# [WORK REQUEST]
Every entry must be output exactly as it was written.

# [SUPPLIED DATA]

Issue #518, opened 2018-08-11
[notification] Call for translation update


elelay:
This issue will stay open.
I'll add a comment approximately one week before each release, to give translators a heads-up.

Review/update translations if you have time, write a comment if you want, be part of the team ;-)

elelay:
![subscribe](https://user-images.githubusercontent.com/222469/43993206-2ace5658-9d8a-11e8-90a0-2b5aa8495d2e.png)
@Vistaus let's try this instead of email.

Vistaus:
:+1:

TZocker:
👍

elelay:
I'd like to release 3.10.4 next week-end. Any pending translation?
@TZocker I've re-run make messages to update de.po with max line width=80 characters (the default and same as other translation files). Can you check in your poedit advanced preferences that
1. wrap at 79 is checked
2. preserve formatting of existing files is checked

Playing with these settings, I could reproduce your formatting by unchecking both.

elelay:
Dear translators,
I'd like to release 3.10.6 shortly (not before Dec. 28). If you would like to check translations one more time in 2018, now is the time :-)
Thanks,

elelay:
No translation changes for 3.10.7, so relax and enjoy the show ;-)
Cheers,

elelay:
Hi,
in 3.10.9 there seems to be only 2 changed messages to translate, with the inclusion of podcast titles in error messages...
Please update translations accordingly :-)
Thanks,

elelay:
Hi,
I'd like to release 3.10.10 this week-end or next week.
Please can you check the 2 `episode_website_context_menu.py` translations?
The action is now available also on the podcast, not only episode, so that changes the extension description slightly...
Thanks,

elelay:
Actually, there is also the description for the new youtube-dl extension...

TZocker:
https://github.com/gpodder/gpodder/pull/663

K4rBie:
#664

mhussaincov:
hi there,
this is not really gpodder related but it kinda is,
here goes:
currently videos are not downloading via youtube-dl, someone has
submitted an issue about the problem,
so your youtube-dl extention/ addon will not function till the issue
is fixed or a work around is put inplace.
just thought I would let you all be aware of the fact before people
would create issues thinking that the youtube-dl extention was at
fault.
I hope this helps someone,
Majid Hussain

[...]

PR #631, opened 2019-05-29
Update polish translation

K4rloss:
Full polish translation. Checked and working with the newest gPodder version, hopefully I didn't miss any mistakes.

### DIFF
--- a/po/pl.po
+++ b/po/pl.po
@@ -1,8 +1,8 @@
-# SOME DESCRIPTIVE TITLE.
 # Copyright (C) YEAR THE PACKAGE'S COPYRIGHT HOLDER
 # This file is distributed under the same license as the PACKAGE package.
 #
 # Translators:
+# Karol Bieńkowski <karolbienkowski@protonmail.com>, 2019.
 #  <fklebczyk@gmail.com>, 2013.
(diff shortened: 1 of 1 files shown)


po/pl.po
```diff
@@ -101,23 +99,23 @@ msgid "(unknown)"
 msgstr "(nieznane)"
 
 #: src/gpodder/util.py:1372 src/gpodder/util.py:1394
-#, python-format
+#, fuzzy, python-format
```
elelay: fuzzy translations will be ignored at runtime: you want to remove them!

K4rloss: Oh, I see what happened: Poedit complained about *\r* signs at the end of every translation with different plural versions. So it tagged them as fuzzy. I don't really know if it something to worry about so I just set them as checked, because they are translated well.

elelay: I think they're fine with "\r" even if msgmerge and poedit complain.

K4rloss:
Fuzzy translations were fixed, my bad.

elelay:
Merged, thanks :-)

elelay:
If you would like to keep the Polish translation up to date, please subscribe to issue #518 to be notified when I plan a new release...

# [OUTPUT FOR THIS EXERCISE]
Issue #518, opened 2018-08-11
[notification] Call for translation update


elelay:
This issue will stay open.
I'll add a comment approximately one week before each release, to give translators a heads-up.

Review/update translations if you have time, write a comment if you want, be part of the team ;-)

elelay:
![subscribe](https://user-images.githubusercontent.com/222469/43993206-2ace5658-9d8a-11e8-90a0-2b5aa8495d2e.png)
@Vistaus let's try this instead of email.

Vistaus:
:+1:

TZocker:
👍

elelay:
I'd like to release 3.10.4 next week-end. Any pending translation?
@TZocker I've re-run make messages to update de.po with max line width=80 characters (the default and same as other translation files). Can you check in your poedit advanced preferences that
1. wrap at 79 is checked
2. preserve formatting of existing files is checked

Playing with these settings, I could reproduce your formatting by unchecking both.

elelay:
Dear translators,
I'd like to release 3.10.6 shortly (not before Dec. 28). If you would like to check translations one more time in 2018, now is the time :-)
Thanks,

elelay:
No translation changes for 3.10.7, so relax and enjoy the show ;-)
Cheers,

elelay:
Hi,
in 3.10.9 there seems to be only 2 changed messages to translate, with the inclusion of podcast titles in error messages...
Please update translations accordingly :-)
Thanks,

elelay:
Hi,
I'd like to release 3.10.10 this week-end or next week.
Please can you check the 2 `episode_website_context_menu.py` translations?
The action is now available also on the podcast, not only episode, so that changes the extension description slightly...
Thanks,

elelay:
Actually, there is also the description for the new youtube-dl extension...

TZocker:
https://github.com/gpodder/gpodder/pull/663

K4rBie:
#664

mhussaincov:
hi there,
this is not really gpodder related but it kinda is,
here goes:
currently videos are not downloading via youtube-dl, someone has
submitted an issue about the problem,
so your youtube-dl extention/ addon will not function till the issue
is fixed or a work around is put inplace.
just thought I would let you all be aware of the fact before people
would create issues thinking that the youtube-dl extention was at
fault.
I hope this helps someone,
Majid Hussain

[...]

PR #631, opened 2019-05-29
Update polish translation

K4rloss:
Full polish translation. Checked and working with the newest gPodder version, hopefully I didn't miss any mistakes.

### DIFF
--- a/po/pl.po
+++ b/po/pl.po
@@ -1,8 +1,8 @@
-# SOME DESCRIPTIVE TITLE.
 # Copyright (C) YEAR THE PACKAGE'S COPYRIGHT HOLDER
 # This file is distributed under the same license as the PACKAGE package.
 #
 # Translators:
+# Karol Bieńkowski <karolbienkowski@protonmail.com>, 2019.
 #  <fklebczyk@gmail.com>, 2013.
(diff shortened: 1 of 1 files shown)


po/pl.po
```diff
@@ -101,23 +99,23 @@ msgid "(unknown)"
 msgstr "(nieznane)"
 
 #: src/gpodder/util.py:1372 src/gpodder/util.py:1394
-#, python-format
+#, fuzzy, python-format
```
elelay: fuzzy translations will be ignored at runtime: you want to remove them!

K4rloss: Oh, I see what happened: Poedit complained about *\r* signs at the end of every translation with different plural versions. So it tagged them as fuzzy. I don't really know if it something to worry about so I just set them as checked, because they are translated well.

elelay: I think they're fine with "\r" even if msgmerge and poedit complain.

K4rloss:
Fuzzy translations were fixed, my bad.

elelay:
Merged, thanks :-)

elelay:
If you would like to keep the Polish translation up to date, please subscribe to issue #518 to be notified when I plan a new release...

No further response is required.